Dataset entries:
====
PR #477, opened 2021-12-09
1.18 protocol

nickelpro:
This includes two "Add 1.18 protocol" commits which should be squashed, and are provided purely so that the difference between 1.17 and 1.18 can be easily diffed.

Also includes a fix for 1.17 vibration particles that was discovered while investigating particle changes in 1.18

### DIFF
--- a/data/pc/1.18/protocol.json
+++ b/data/pc/1.18/protocol.json
@@ -3,14 +3,16 @@
     "varint": "native",
     "optvarint": "varint",
     "pstring": "native",
-    "u16": "native",
-    "u8": "native",
-    "i64": "native",
     "buffer": "native",
-    "i32": "native",
+    "u8": "native",
+    "u16": "native",
+    "u32": "native",
+    "u64": "native",
     "i8": "native",
-    "bool": "native",
     "i16": "native",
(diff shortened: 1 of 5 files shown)


data/pc/1.18/protocol.json
```diff
@@ -4274,6 +4360,15 @@
             }
           ]
         ],
+        "packet_simulation_distance": [
+          "container",
+          [
+            {
+              "name": "dist",
```
rom1504, line 4367: why not simulationDistance ?

rom1504 (changes requested):
https://wiki.vg/index.php?title=Pre-release_protocol&oldid=17160

missing simulation distance in join game
type field in block entity data

data/pc/1.18/protocol.json
nickelpro: Seems redundant and long winded, the packet gives that context

```js
client.on("simulation_distance", (packet) => {
  console.log(packet.dist);
})
```

rom1504: ok but let's at least have a full word: distance

PR #486, opened 2021-12-17
add attribute support

U5B:
normalizes names of attributes across pc versions


nickelpro:
We typically vendor a complete copy of the file for each major version. Other than that looks good

rom1504:
yeah indeed copy it for each version
btw are you sure it's the same in each version?

U5B:
> yeah indeed copy it for each version btw are you sure it's the same in each version

Attributes are not the same between versions
If you want, I could only include attributes that were in each version.

The naming schema changed in 1.16 when they added the 'minecraft:' prefix.

rom1504:
ok then we definitely need to have the correct attributes in each version

U5B:
Some versions shared the same attributes
(e.g 1.7 and 1.8, 1.9 through 1.11, 1.12, 1.13-1.15.2, 1.16-1.17)

nickelpro:
> Some versions shared the same attributes
(e.g 1.7-1.8, 1.9-1.11, 1.12-1.15.2, 1.16-1.17)

If we don't have a version's attributes that's fine, but dataPaths.json shouldn't point to incorrect info for a version so that needs fixing. Don't add an attributes key to dataPaths for versions we don't have data on. For major versions that have identical attributes, make a complete copy of the file for the base major version and then all minor versions should reference that single major version. Ex. 1.17 and 1.17.1 can both reference 1.17, but 1.18 should have its own copy even if its identical

U5B:
> > Some versions shared the same attributes
> > (e.g 1.7-1.8, 1.9-1.11, 1.12-1.15.2, 1.16-1.17)
> 
> If we don't have a version's attributes that's fine, but dataPaths.json shouldn't point to incorrect info for a version so that needs fixing. Don't add an attributes key to dataPaths for versions we don't have data on. For major versions that have identical attributes, make a complete copy of the file for the base major version and then all minor versions should reference that single major version. Ex. 1.17 and 1.17.1 can both reference 1.17, but 1.18 should have its own copy even if its identical

Thank you for your input.

U5B:
I couldn't get MCP to work.
However I got DecompilerMC to work and got attributes from the code for 1.14 to 1.17.
1.13 and below was just testing putting on armor and giving myself luck

data/pc/1.10/attributes.json
```diff
@@ -0,0 +1,67 @@
+[
+  {
+    "id": 1,
+    "name": "maxHealth",
```
rom1504, line 4: what's the difference between name and display name ? where is each used ?
do we want the default/min/max as well https://wiki.vg/Protocol#Entity_Properties ?
what is the id ?

in general: how will the data be used, is there enough info in that file to use it ?

U5B: name is the name that prismarine-physics will call.
displayName is the name that minecraft uses.

Basically displayName can vary between versions but I want name to be consistant between versions.

```js
function getMojangAttribute (name) {
  return mcData.mojangAttribute(name) // returns displayName
}

getMojangAttribute('movementSpeed')
// returns generic.movementSpeed for pre 1.16
// returns minecraft:generic.movement_speed for 1.16+
```

U5B: The id is what I copied from how the effects are used. I can remove it if that is needed.

rom1504: The protocol does not know names
I think maybe it knows ids. Is it these IDs?
That's what would be interesting to check

U5B: Protocol gives mojangNames

nickelpro:
The usefulness of the `id` field is questionable, since it's not mapped to anything actually in use in MC (unless I'm missing something?). I don't know if `mojangName` is the best name for that field either, MC calls these variously ["resource identifiers" or "namespaced IDs"](https://minecraft.fandom.com/wiki/Resource_location). I think we would be fine just calling that field `resource` or something to that effect, to try to stick close to what MC developers expect.

But this is nitpicking, this commit is in a good place already, good work so far. @rom1504 How do you feel about these suggestions?

rom1504:
I think "name" is the right name considering other things in Minecraft data
Let's remove id since it's confusing


What about min/max/default ?

nickelpro:
> I think "name" is the right name considering other things in Minecraft data Let's remove id since it's confusing

`name` is already used for the identifier we're keeping constant for any given attribute. The question is what to call the identifier that Mojang keeps changing, which we won't use internal to prismarine but is necessary for serializing/deserializing the attribute modifier packets.

rom1504:
did mojang name actually change between 2 versions ?

nickelpro:
Yes, it sometimes changes and it gained the `minecraft:` prefix between 1.15 and 1.16

rom1504:
ok, then let's just remove id and keep the rest as is

rom1504:
Next step is to add support in node-minecraft-data then use it somehow in mineflayer

U5B:
> Next step is to add support in node-minecraft-data then use it somehow in mineflayer

Should I make a release PR for minecraft-data so I can start work in node-minecraft-data?

PR #490, opened 2021-12-23
Create pre_flattening_texturepack_mappings.json

u9g:
Made from https://github.com/extremeheat/extracted_minecraft_data/blob/client1.18.1/client/net/minecraft/client/resources/LegacyPackResourcesAdapter.java#L721


rom1504:
Can you say what it is in https://github.com/PrismarineJS/minecraft-data#data ?
(So we don't forget in a month what this file is)

PR #491, opened 2021-12-28
Create legacy_texturepack_mappings.json

u9g:
Added from `client/net/minecraft/client/resources/LegacyPackResourcesAdapter.java` in the vanilla client of 1.18.1


rom1504:
actually both this file and the one from the previous PR do not make sense in minecraft data since minecraft data does nothing with textures
they should both be in minecraft assets
can you move them there ?

u9g:
> actually both this file and the one from the previous PR do not make sense in minecraft data since minecraft data does nothing with textures they should both be in minecraft assets can you move them there ?

Yup

PR #504, opened 2022-01-23
Add cake outshapes

nickelpro:
As everyone knows, when you bake a cake you are left holding three metal buckets. Bakeries are overwhelmed by piles of metal buckets.


SaubereSache:
https://github.com/PrismarineJS/mineflayer/pull/2418

PR #507, opened 2022-01-28
bedrock: version data parity, block state and protocol fixes

extremeheat:
* make bedrock versions.json file identical to protocolVersions.json file
* fix command block update packet by working around https://github.com/ProtoDef-io/node-protodef/issues/132 and using `false` instead of `default` in switch condition
* fix animation packet boat field
* move 1.18 block data to 1.17.40 to reflect no block changes happened in 1.18
* add a dataPaths audit


rom1504:
What is release type ?

extremeheat:
it's copied from the protocolVersions.json schema, it refers to if the version is a full release/beta/snapshot version

rom1504:
if you want to use the version files, you need to update https://github.com/PrismarineJS/minecraft-data/blob/master/data/dataPaths.json for bedrock

rom1504:
btw we should have a test checking that dataPaths contains everything, otherwise it causes weird issues

extremeheat:
added with a dataPaths audit test

PR #519, opened 2022-03-01
Add issue templates so we stop screwing up new versions

nickelpro:
If checklists work for airline pilots they can work for us.


u9g:
Thanks :)

PR #526, opened 2022-03-09
Add prismarine-item features

u9g:


rom1504:
ci failed

data/pc/common/features.json
```diff
@@ -359,5 +359,35 @@
...
+    "description": "item serialization in older versions uses blockId field to show nullability by setting blockId to -1",
+    "versions": ["1.8_major", "1.12_major"]
+  },
+  {
+    "name": "preFlattening",
+    "description": "in older versions, enchant ids were used to store enchants in nbt",
+    "versions": ["1.8_major", "1.12_major"]
+  },
+  {
+    "name": "theFlattening",
```
rom1504, line 384: pick a feature name related to what this does (like enchant)

u9g: the flattening effected a lot of things, too many to point to one: https://minecraft.fandom.com/wiki/Java_Edition_1.13/Flattening

rom1504: yes, I still think we should have one feature for one thing
features shouldn't be used only to identify a version range

btw I don't think this specific feature is that related with theFlattening (unlike blockStateId feature for example)

PR #528, opened 2022-03-10
Fix effect naming in 1.17

u9g:


nickelpro:
Based on what?

rom1504:
Mojang code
====
What the task asks ▸ Look through the data above for the word "files". Report each line where it occurs.

Written response ▸
(diff shortened: 1 of 5 files shown)
if you want to use the version files, you need to update https://github.com/PrismarineJS/minecraft-data/blob/master/data/dataPaths.json for bedrock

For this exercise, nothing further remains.